> Task goal: For every line in the records that has the word "hardware", make a copy.

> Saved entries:
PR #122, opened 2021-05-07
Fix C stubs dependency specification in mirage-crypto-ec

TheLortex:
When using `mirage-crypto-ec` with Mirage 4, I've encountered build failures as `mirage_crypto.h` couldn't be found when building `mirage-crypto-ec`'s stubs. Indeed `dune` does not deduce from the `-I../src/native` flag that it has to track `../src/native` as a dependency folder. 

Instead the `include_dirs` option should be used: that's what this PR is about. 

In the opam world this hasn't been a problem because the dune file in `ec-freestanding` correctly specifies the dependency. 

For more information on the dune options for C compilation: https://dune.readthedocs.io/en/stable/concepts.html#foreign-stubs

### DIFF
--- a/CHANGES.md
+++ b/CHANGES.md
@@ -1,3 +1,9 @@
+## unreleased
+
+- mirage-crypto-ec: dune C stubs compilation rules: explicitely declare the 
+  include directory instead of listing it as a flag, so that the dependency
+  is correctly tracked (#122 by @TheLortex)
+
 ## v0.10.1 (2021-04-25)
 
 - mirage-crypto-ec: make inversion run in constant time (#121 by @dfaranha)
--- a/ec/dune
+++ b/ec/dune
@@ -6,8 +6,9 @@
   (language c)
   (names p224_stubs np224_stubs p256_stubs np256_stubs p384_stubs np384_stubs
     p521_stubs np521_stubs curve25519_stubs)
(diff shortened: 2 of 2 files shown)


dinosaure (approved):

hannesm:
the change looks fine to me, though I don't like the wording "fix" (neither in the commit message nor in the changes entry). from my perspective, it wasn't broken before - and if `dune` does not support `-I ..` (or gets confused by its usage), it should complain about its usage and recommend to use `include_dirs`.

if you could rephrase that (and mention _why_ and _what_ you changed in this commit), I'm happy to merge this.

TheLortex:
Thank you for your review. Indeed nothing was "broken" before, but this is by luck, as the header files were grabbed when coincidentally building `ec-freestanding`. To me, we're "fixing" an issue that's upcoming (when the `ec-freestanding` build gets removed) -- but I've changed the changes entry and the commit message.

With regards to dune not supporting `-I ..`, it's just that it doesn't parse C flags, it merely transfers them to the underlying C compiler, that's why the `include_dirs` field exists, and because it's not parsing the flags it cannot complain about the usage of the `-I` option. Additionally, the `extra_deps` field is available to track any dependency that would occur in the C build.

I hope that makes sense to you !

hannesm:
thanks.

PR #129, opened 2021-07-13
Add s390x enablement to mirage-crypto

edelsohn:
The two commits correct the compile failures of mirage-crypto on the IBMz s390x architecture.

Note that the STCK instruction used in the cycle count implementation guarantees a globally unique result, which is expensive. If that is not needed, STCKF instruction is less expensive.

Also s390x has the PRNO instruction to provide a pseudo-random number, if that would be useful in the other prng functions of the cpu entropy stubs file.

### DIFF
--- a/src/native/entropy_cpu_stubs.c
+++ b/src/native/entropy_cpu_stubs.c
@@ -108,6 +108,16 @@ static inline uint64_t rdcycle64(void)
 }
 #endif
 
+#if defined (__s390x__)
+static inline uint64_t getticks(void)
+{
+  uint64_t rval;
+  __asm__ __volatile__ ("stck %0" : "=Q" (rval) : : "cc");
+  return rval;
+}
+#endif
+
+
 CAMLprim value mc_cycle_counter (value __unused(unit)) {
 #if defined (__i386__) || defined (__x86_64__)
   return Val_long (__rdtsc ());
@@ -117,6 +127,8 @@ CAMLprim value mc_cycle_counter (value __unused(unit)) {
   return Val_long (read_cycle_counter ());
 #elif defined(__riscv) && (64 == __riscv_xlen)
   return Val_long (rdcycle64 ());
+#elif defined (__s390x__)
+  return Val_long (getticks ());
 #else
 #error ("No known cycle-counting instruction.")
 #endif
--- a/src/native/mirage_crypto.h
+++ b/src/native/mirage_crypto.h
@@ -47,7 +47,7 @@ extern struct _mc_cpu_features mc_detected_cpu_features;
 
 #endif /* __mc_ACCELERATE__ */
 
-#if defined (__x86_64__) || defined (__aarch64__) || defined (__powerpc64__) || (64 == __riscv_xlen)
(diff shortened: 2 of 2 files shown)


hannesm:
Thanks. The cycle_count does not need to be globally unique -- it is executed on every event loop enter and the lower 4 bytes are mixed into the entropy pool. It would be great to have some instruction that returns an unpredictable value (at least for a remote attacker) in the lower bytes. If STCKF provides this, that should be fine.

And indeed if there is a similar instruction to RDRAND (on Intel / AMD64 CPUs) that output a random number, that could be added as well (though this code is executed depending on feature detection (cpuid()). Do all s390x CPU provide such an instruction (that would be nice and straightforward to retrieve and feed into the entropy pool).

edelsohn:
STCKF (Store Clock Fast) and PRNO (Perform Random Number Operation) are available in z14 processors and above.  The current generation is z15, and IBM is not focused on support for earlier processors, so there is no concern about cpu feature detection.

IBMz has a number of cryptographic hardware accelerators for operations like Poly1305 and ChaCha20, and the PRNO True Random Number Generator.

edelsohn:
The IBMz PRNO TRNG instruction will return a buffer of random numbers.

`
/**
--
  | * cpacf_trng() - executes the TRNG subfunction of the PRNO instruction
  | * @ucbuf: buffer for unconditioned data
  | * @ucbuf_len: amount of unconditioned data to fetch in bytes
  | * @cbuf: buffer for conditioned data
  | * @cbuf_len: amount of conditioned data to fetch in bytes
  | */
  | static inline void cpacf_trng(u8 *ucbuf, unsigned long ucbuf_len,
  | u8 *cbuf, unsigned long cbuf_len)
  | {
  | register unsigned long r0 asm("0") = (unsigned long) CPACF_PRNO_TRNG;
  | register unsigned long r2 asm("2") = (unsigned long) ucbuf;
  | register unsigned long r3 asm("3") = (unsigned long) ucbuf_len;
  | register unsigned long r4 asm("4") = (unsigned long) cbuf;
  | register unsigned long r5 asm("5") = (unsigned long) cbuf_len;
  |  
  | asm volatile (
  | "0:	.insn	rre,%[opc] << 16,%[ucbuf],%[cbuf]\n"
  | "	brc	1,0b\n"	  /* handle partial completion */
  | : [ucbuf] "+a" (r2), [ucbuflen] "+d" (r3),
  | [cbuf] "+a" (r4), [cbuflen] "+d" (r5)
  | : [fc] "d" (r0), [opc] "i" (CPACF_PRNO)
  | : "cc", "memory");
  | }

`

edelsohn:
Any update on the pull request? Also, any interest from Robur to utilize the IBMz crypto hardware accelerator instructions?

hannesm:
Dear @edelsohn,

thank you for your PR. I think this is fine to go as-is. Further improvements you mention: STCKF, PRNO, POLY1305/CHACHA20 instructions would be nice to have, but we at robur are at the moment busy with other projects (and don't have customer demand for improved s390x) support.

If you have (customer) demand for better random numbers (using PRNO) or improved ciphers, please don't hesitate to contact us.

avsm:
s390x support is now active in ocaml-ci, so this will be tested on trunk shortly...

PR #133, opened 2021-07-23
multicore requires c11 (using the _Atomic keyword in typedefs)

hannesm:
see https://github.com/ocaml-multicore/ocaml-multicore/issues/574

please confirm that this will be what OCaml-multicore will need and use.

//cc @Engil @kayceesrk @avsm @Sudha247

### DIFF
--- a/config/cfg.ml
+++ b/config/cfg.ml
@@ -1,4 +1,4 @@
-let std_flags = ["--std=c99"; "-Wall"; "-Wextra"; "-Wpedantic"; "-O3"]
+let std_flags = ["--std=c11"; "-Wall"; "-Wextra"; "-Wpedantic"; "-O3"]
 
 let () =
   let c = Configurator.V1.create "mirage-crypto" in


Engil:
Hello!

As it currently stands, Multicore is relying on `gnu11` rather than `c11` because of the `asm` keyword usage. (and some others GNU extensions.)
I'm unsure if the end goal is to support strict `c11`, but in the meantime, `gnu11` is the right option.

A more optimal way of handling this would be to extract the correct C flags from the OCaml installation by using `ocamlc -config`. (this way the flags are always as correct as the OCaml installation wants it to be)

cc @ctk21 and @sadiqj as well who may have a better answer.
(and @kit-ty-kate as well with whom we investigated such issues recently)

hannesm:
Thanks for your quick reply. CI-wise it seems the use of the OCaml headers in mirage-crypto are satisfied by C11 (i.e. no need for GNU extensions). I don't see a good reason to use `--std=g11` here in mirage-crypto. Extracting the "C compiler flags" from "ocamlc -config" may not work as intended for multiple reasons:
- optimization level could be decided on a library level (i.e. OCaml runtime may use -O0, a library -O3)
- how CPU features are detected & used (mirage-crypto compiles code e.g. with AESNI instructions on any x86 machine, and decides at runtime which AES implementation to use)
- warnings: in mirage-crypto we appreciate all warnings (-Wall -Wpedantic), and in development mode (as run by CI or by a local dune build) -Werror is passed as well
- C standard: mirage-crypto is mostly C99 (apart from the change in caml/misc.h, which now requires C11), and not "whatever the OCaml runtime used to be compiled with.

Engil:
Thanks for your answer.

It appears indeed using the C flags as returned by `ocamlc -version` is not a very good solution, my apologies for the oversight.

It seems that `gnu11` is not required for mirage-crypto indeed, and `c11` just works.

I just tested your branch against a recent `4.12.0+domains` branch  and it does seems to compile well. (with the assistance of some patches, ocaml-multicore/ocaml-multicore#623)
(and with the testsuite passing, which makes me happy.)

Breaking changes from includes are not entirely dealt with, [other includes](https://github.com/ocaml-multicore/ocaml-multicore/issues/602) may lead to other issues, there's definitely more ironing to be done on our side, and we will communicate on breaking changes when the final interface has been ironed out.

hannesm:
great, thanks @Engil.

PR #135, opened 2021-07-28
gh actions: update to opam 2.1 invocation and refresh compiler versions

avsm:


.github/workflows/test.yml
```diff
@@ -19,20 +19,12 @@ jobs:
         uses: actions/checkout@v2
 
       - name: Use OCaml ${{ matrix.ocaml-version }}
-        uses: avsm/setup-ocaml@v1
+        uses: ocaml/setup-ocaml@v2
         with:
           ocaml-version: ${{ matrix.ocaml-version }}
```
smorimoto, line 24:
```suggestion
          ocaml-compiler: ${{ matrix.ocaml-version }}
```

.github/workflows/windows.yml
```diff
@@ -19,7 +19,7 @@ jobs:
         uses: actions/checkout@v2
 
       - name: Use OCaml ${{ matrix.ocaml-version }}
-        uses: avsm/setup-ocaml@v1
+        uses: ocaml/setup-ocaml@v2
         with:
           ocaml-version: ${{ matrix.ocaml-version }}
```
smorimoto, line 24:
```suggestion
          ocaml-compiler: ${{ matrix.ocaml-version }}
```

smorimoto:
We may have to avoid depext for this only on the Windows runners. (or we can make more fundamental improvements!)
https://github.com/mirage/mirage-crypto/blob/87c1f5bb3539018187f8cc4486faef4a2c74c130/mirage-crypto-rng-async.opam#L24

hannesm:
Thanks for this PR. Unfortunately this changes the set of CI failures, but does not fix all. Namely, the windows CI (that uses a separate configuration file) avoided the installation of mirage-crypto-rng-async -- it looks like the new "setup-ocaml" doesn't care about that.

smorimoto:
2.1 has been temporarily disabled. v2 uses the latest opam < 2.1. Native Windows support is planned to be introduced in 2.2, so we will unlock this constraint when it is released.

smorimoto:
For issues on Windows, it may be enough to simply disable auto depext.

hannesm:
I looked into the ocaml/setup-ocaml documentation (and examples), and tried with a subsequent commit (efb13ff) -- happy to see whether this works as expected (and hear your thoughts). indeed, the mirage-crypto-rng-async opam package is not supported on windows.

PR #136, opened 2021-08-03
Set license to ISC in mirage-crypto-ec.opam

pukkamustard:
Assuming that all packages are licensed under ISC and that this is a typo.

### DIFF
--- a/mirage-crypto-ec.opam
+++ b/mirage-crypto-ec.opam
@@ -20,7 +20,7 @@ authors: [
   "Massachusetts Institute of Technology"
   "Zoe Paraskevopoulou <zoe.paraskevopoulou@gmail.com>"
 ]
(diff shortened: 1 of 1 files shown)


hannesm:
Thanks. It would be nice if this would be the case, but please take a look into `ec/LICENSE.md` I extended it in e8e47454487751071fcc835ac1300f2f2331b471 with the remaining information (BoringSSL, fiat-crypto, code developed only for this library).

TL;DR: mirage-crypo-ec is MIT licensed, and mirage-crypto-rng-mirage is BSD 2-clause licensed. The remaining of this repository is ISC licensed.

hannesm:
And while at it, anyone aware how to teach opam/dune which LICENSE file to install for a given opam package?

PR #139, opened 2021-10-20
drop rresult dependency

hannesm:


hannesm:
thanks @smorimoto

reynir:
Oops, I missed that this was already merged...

> Solution to the problem:
IBMz has a number of cryptographic hardware accelerators for operations like Poly1305 and ChaCha20, and the PRNO True Random Number Generator.
Any update on the pull request? Also, any interest from Robur to utilize the IBMz crypto hardware accelerator instructions?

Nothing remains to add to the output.